For each feature in the subset, create a scatter plot that shows the feature on the x-axis and SalePrice on the y-axis.

# Your code here - import relevant library, create scatter plots
# Your written answer here - do these seem like good candidates for linear regression?

Step 2: Build a Simple Linear Regression Model

Set the dependent variable (y) to be the SalePrice, then choose one of the features shown in the subset above to be the baseline independent variable (X).

Build a linear regression using StatsModels, describe the overall model performance, and interpret its coefficients.

# Your code here - define y and baseline X
# Your code here - import StatsModels, fit baseline model, display results
# Your written answer here - interpret model results

Step 3: Build a Multiple Linear Regression Model

For this model, use all of the features in ames_subset.

# Your code here - define X
# Your code here - fit model and display results
# Your written answer here - interpret model results. Does this model seem better than the previous one?

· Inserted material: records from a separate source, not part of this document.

PR #719, opened 2017-08-02
image-layout: make index.json OPTIONAL

AkihiroSuda:
The index.json is OPTIONAL, according to the description in
image-index.md and media-types.dot.

discussed in https://github.com/opencontainers/image-spec/pull/716

### DIFF
--- a/image-layout.md
+++ b/image-layout.md
@@ -139,7 +139,7 @@ This section defines the `application/vnd.oci.layout.header.v1+json` [media type
 
 ## index.json file
 
-This REQUIRED file is the entry point for references and descriptors of the image-layout.
+This OPTIONAL file is the entry point for references and descriptors of the image-layout.
 The [image index](image-index.md) is a multi-descriptor entry point.
 
 This index provides an established path (`/index.json`) to have an entry point for an image-layout and to discover auxiliary descriptors.


jonboulle:
index support _within_ a layout is required, otherwise a layout doesn't make much sense.
I agree it's a little awkward. This is consistent with the image index being optional in media-types.dot

Maybe you could add a line [here](https://github.com/opencontainers/image-spec/blame/master/image-index.md#L4) saying that index support is necessary for implementations working with layouts. Or we just strike that line. the provider/consumer distinction is unclear.

wking:
More previous discussion [here][1].  Note that even though `index.json` is currently required, you don't have to list any references inside it.

[1]: https://github.com/opencontainers/image-spec/pull/533#discussion_r99419341

stevvooe:
What does this achieve? While refs are one function of the index, without an index, it is fairly unsafe to be inferring types. Is there something that cannot be with a required index?

stevvooe:
I think I misread this initially.

The current wording is correct. `index.json` is required.

Remember that layouts are not the primary transport of OCI by any means, so make sure to interpret the statements under the assumption that there is a blob access model. To be clear, https://github.com/opencontainers/image-spec/blame/master/image-index.md#L4 says that images don't have to be packed into indexes, but they should be able to support consumption of indexes.

Moving for close here.

philips:
I think I agree this is something to close.

stevvooe:
@AkihiroSuda I'm going to go ahead and close this.

If there is something I've missed here, please reach out!

PR #41, opened 2020-02-25
Add SimulatedGameplayTask gym

improbable-valentyn:
A gym to test that simulated GameplayTasks work correctly.

`GASPawn` is a simple floating pawn (doesn't change position on the server) with an ability system component added. The component is initialized before the pawn is possessed by the controller, so I override `PossessedBy` and `OnRep_Controller` to call `RefreshAbilityActorInfo` which lets us trigger abilities from the owning client.
`SimulatedGameplayTaskPawn` is a blueprint class that extends `GASPawn`. This is the class that the pawn override is set to in `SimulatedGameplayTaskGameMode`. On the auth server, it will apply an effect to itself that will give it an ability. On the owning client, it will wait briefly to let the ability get replicated to it, and then try to activate the ability. The ability will spawn a simulated task that will be replicated to other clients.

Engine PRs:
https://github.com/improbableio/UnrealEngine/pull/367
https://github.com/improbableio/UnrealEngine/pull/368


Game/Source/GDKTestGyms/Private/Task_DelaySimulated.cpp
```diff
@@ -0,0 +1,67 @@
...
+	bSimulatedTask = true;
+}
+
+void UTask_DelaySimulated::Activate()
+{
+	UWorld* World = GetWorld();
+	FTimerHandle TimerHandle;
+	World->GetTimerManager().SetTimer(TimerHandle, this, &UTask_DelaySimulated::OnFinish, 1.0f, false);
+
+	if (USpatialGameInstance* GameInstance = Cast<USpatialGameInstance>(World->GetGameInstance()))
```
m-samiec: What's this for?

Game/Source/GDKTestGyms/Public/Task_DelaySimulated.h
```diff
@@ -0,0 +1,27 @@
...
+
+public:
+	UTask_DelaySimulated(const FObjectInitializer& ObjectInitializer);
+
+	virtual void Activate() override;
+
+	virtual void InitSimulatedTask(UGameplayTasksComponent& InGameplayTasksComponent) override;
+
+	UFUNCTION(BlueprintCallable, Category = "SimulatedGameplayTask", meta = (BlueprintInternalUseOnly = "TRUE"))
+	static UTask_DelaySimulated* TaskDelaySimulated(TScriptInterface<IGameplayTaskOwnerInterface> TaskOwner, const uint8 Priority = 192);
```
m-samiec: Magic number?

improbable-valentyn: Wanted to put `FGameplayTasks::DefaultPriority` but UHT doesn't know what it is and freaks out, so this has to be a literal.

Game/Source/GDKTestGyms/Private/Task_DelaySimulated.cpp
improbable-valentyn: Ah, I was previously printing a log with `UE_LOG` so I needed it to get the WorkerId, I'll remove this now.

Game/Source/GDKTestGyms/Public/Task_DelaySimulated.h
m-samiec: Cool - can you add a comment about what it refers to?

PR #45, opened 2020-02-28
Feature/add interest border

jacquese:
So, this is a PR that only touches binary files. It adds a 1000cm interest border to the grid LB strategy, and makes the cross server cube no longer always relevant. 
The cross server RPC test gym still works fine, and doesn't if the interest border is not added.

Happy to show the changes in person, not sure the best way to get this kind of change reviewed.


jacquese:
image
cross server cube now not always relevant
image
interest border added

PR #46, opened 2020-03-02
Spawn NPCs slower

improbable-danny:
Spawning NPCs 1 at a time to avoid a huge frame spike


Game/Source/GDKTestGyms/BenchmarkGymGameMode.cpp
```diff
@@ -77,6 +79,18 @@ void ABenchmarkGymGameMode::CheckInitCustomSpawning()
 	bInitializedCustomSpawnParameters = true;
 }
 
+void ABenchmarkGymGameMode::Tick(float DeltaSeconds)
+{
+	Super::Tick(DeltaSeconds);
+	if (NPCSToSpawn > 0)
```
m-samiec: Add a check that this is only done on the auth server

PR #52, opened 2020-03-10
Added DynamicComponents test gym, verbose debugger, user_manual update

alastairdglennie:
Used for testing this GDK PR: https://github.com/spatialos/UnrealGDK/pull/1881

What it looks like:

dynamic-components

TestDynamicComponent (inherits direct from ActorComponent, it replicates, prints on AuthorityGained and has an event exposed to which our controller calls to dynamically remove itself):

image

DynamicComponentsGameMode (just uses our new player controller):

image

DynamicComponentsPlayerController (keybinds to add and remove components, stores added component added as a local ref so it can be deleted in future):

image

QuadrantLBStrategy:

image

VerboseSpatialDebugger:

image


USER_MANUAL.md
```diff
@@ -42,16 +42,36 @@ Actors used in gyms are in `Contetnt\Actors`: add any new Actors to this directo
...
+* Demonstrates that:
+  * Dynamic component are correctly added to and removed from a replicated Actor (with load-balancing enabled).
+* Contains:
+  * A character with a PlayerController with key bindings for adding and removing a component.
+* To setup the gym:
+  * Adjust the settings in "SpatialOS Settings -> Editor Settings -> Launch -> Launch configuration file options -> Server Workers" to include 4 servers in a 2x2 grid.
+    * Set both "Rectangle grid column count" and "Rectangle grid row count" to 2
+    * Set "Instances to launch in editor" to 4
+* To test the gym:
+    * Move the character until the inspector shows that the EntityACL and other server simulated components are on different workers
```
jacquese: Is there no way to set this up so that it is forced? May be beyond the scope of this PR (or should be an engine net test)

USER_MANUAL.md
```diff
@@ -42,16 +42,36 @@ Actors used in gyms are in `Contetnt\Actors`: add any new Actors to this directo
...
+    * Press "R" to add the TestDynamicComponent to the character.
+    * Observe the TestDynamicComponent added to the character components list in the inspector (and on the EntityACL)
+    * Press "T" to remove the TestDynamicComponent from the character.
```
jacquese: Do you need to do this? As a reader this feels part of the testing process, but I am not sure what I am looking for after it's happened - what constitutes a correct removal? Is it just seeing it disappear locally?

alastairdglennie: Component is removed from component list, also disappears from ComponentPresence list - will make more explicit

USER_MANUAL.md
alastairdglennie: Not afaik depends on the runtime load-balancing the EntityACL, not sure it's worth looking into fixing really, since it takes 10 seconds to run between workers and find the right setup

alastairdglennie:
Updated to use GetControlledPawn

PR #57, opened 2020-03-20
Bugfix/native bandwidth cap

improbable-danny:
Removing bandwidth cap for gyms to be a fair comparison with currently how Spatial works


Game/Config/DefaultEngine.ini
```diff
@@ -89,4 +89,12 @@ PhysXTreeRebuildRate=10
 DefaultBroadphaseSettings=(bUseMBPOnClient=False,bUseMBPOnServer=False,bUseMBPOuterBounds=False,MBPBounds=(Min=(X=0.000000,Y=0.000000,Z=0.000000),Max=(X=0.000000,Y=0.000000,Z=0.000000),IsValid=0),MBPOuterBounds=(Min=(X=0.000000,Y=0.000000,Z=0.000000),Max=(X=0.000000,Y=0.000000,Z=0.000000),IsValid=0),MBPNumSubdivs=2)
 ChaosSettings=(DefaultThreadingModel=DedicatedThread,DedicatedThreadTickMode=VariableCappedWithTarget,DedicatedThreadBufferMode=Double)
 
+; For NFR tests, we should adjust these once we have Spatial limits. This is to make a fair comparison between a playable game (without lag + banding)
+[/Script/OnlineSubsystemUtils.IpNetDriver]
+bNoTimeouts=true
```
m-samiec: This is a lot of values - you sure we need them all?

improbable-danny: I believe these are server settings and the ones below are for clients

m-samiec: To rate-limit RPCs?

ImprobableVlad:
Have you tested these changes? What numbers do they give? I'm curious about the impact, but it would also validate that these changes indeed take effect.

Also, on a kind of related note, do game developers generally stay below the default limit? I'm wondering whether the necessity for this is due to its contrived nature. If real games actually don't show this kind of activity, would it instead not be appropriate to adjust simplayer behaviour?

Game/Config/DefaultEngine.ini
improbable-danny: Yeah, those numbers are distributed to players when they join a server

improbable-danny:
> Have you tested these changes? What numbers do they give? I'm curious about the impact, but it would also validate that these changes indeed take effect.
> 
> Also, on a kind of related note, do game developers generally stay below the default limit? I'm wondering whether the necessity for this is due to its contrived nature. If real games actually don't show this kind of activity, would it instead not be appropriate to adjust simplayer behaviour?

@ImprobableVlad 

The egress rises slightly (about 20%). Without these changes there is teleporting and loads of lag (some simplayers were completely starved and had no activity). Games probably wouldn't uncap this like we have but we know we have plenty of bandwidth available on the server - really we want to know how much bandwidth is used to have a stable playable experience with our gym (comparable to Spatial). In the future we will bring these numbers back down and implement a similar feature for Spatial. 

I suspect any medium/large scale game will hit the defaults so most probably will need to tweak it at some point, there are few options to deal with it such as the replication graph or using the dynamic GameNetworkManager which will adjust the available bandwidth to clients. Perhaps we should try this at some point also as well

Game/Config/DefaultEngine.ini
```diff
@@ -89,4 +89,12 @@ PhysXTreeRebuildRate=10
 DefaultBroadphaseSettings=(bUseMBPOnClient=False,bUseMBPOnServer=False,bUseMBPOuterBounds=False,MBPBounds=(Min=(X=0.000000,Y=0.000000,Z=0.000000),Max=(X=0.000000,Y=0.000000,Z=0.000000),IsValid=0),MBPOuterBounds=(Min=(X=0.000000,Y=0.000000,Z=0.000000),Max=(X=0.000000,Y=0.000000,Z=0.000000),IsValid=0),MBPNumSubdivs=2)
 ChaosSettings=(DefaultThreadingModel=DedicatedThread,DedicatedThreadTickMode=VariableCappedWithTarget,DedicatedThreadBufferMode=Double)
 
+; For NFR tests, we should adjust these once we have Spatial limits. This is to make a fair comparison between a playable game (without lag + banding)
```
ImprobableVlad:
```suggestion
; For NFR tests. This is to make a fair comparison between GDK and Native Unreal for a playable game (without lag + banding)
; TODO: We should adjust these once we have Spatial limits.
```

PR #61, opened 2020-03-26
Add cube destroy bind for AbilityLockingGym

alastairdglennie:
Will add screenies

AbilityLockingGym:

image

AbilityLockingController:

image

Counting Cube:

image


m-samiec:
Why do we need to trigger an ability on the character?

PR #62, opened 2020-03-27
Bugfix/client fps

improbable-danny:
Fixes for 4.24

- Server FPS set to 60, clients 30 (possibly a 4.24 bug introduced with client fps with nullrhi)
- Renaming gyms used by nfr pipeline because they only allow lowercase names atm (urgent fix)


Game/Config/DefaultEngine.ini
```diff
@@ -25,6 +25,8 @@ AppliedDefaultGraphicsPerformance=Maximum
 +ActiveClassRedirects=(OldClassName="StarterProjectGameMode",NewClassName="GDKTestGymsGameMode")
 +ActiveClassRedirects=(OldClassName="StarterProjectCharacter",NewClassName="GDKTestGymsCharacter")
 WorldSettingsClassName=/Script/SpatialGDK.SpatialWorldSettings
+bUseFixedFrameRate=True
+FixedFrameRate=60.0
```
m-samiec: Add a comment here that we override this in servers to run at 30

Game/Source/GDKTestGyms/NFRGameMode.cpp
```diff
@@ -0,0 +1,20 @@
...
+
+void ANFRGameMode::StartPlay()
+{
+	if (GetWorld()->IsServer())
+	{
+		// Server only. This is a because of 4.24 bug where client FPS cannot be set with nullrhi.
+		// Clients are set to 60fps by DefaultEngine settings bUseFixedFrameRate and FixedFrameRate.
+		// Hopefully both of these will future-proof us against this breaking, only FixedFrameRate is used in 4.24 but in 4.23 MaxFPS is used.
+		GEngine->SetMaxFPS(30.0f); 
+		GEngine->FixedFrameRate = 30.0f;
```
m-samiec: Is this available in 4.23? If not add a version #def

improbable-danny: Yeah compiles with 4.23 also

PR #65, opened 2020-04-01
Feature/GV-255 Concurrent latency tests with same assembly

ImprobableVlad:
This is the sister PR to [this PR](https://github.com/improbable/TestGymBuildKite/pull/54), which gives more context for these changes are.

The whole commented block has been removed from the LatencyGym map blueprint. It contained (convoluted) logic for extracing a command line argument, which is now built into the GDK after a recent PR.
Annotation 2020-03-24 175540

**Testing**
A test build has been kicked off here:
https://buildkite.com/improbable/unrealgdk-nfr/builds/1256
If I'm still around at that point I will cancel all non-latency tests.


spatial/workers/unreal/spatialos.UnrealWorker.worker.json
```diff
@@ -76,9 +74,13 @@
         "${IMPROBABLE_WORKER_NAME}",
         "+workerId",
         "${IMPROBABLE_WORKER_ID}",
+		"+deploymentName",
```
m-samiec, line 77: spacing?

ImprobableVlad: yup, fixed it now!

PR #66, opened 2020-04-03
[UNR-3206] Fix NetReferenceTestGym to manually spawn controller after authority has been gained

ImprobableNic:
Was broken because of https://improbableio.atlassian.net/browse/UNR-3231

Fixed it to not use this code path anymore and explicitely spawn a player controller when authority has been gained.
CheckoutPawn
CheckoutPawnController


joshuahuburn:
Can we have a couple screenshots of the BPs?

m-samiec:
Why is the "delay" necessary?

ImprobableNic:
Can't connect the output pin to the input pin otherwise.

m-samiec:
> Can't connect the output pin to the input pin otherwise.

Really? There's an increment inbetween and it's an async action, so I don't see what the problem would be. Whats the error?

ImprobableNic:
> Really? There's an increment inbetween and it's an async action, so I don't see what the problem would be. Whats the error?

IIRC, it just crashes at runtime with a blueprint VM infinite loop error.

PR #74, opened 2020-04-23
Updated settings

improbable-danny:
Updating settings for lowest latency at a small bandwidth cost (<2%)


improbable-danny:
We have decided to not do this just yet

Step 4: Create Partial Regression Plots for Features

Using your model from Step 3, visualize each of the features using partial regression plots.

# Your code here - create partial regression plots for each predictor
# Your written answer here - explain what you see, and how this relates
# to what you saw in Step 1. What do you notice?

Level Up (Optional)

Re-create this model in scikit-learn, and check if you get the same R-Squared and coefficients.

# Your code here - import linear regression from scikit-learn and create and fit model
# Your code here - compare R-Squared
# Your code here - compare intercept and coefficients

Summary

Congratulations! You fitted your first multiple linear regression model on the Ames Housing data using StatsModels.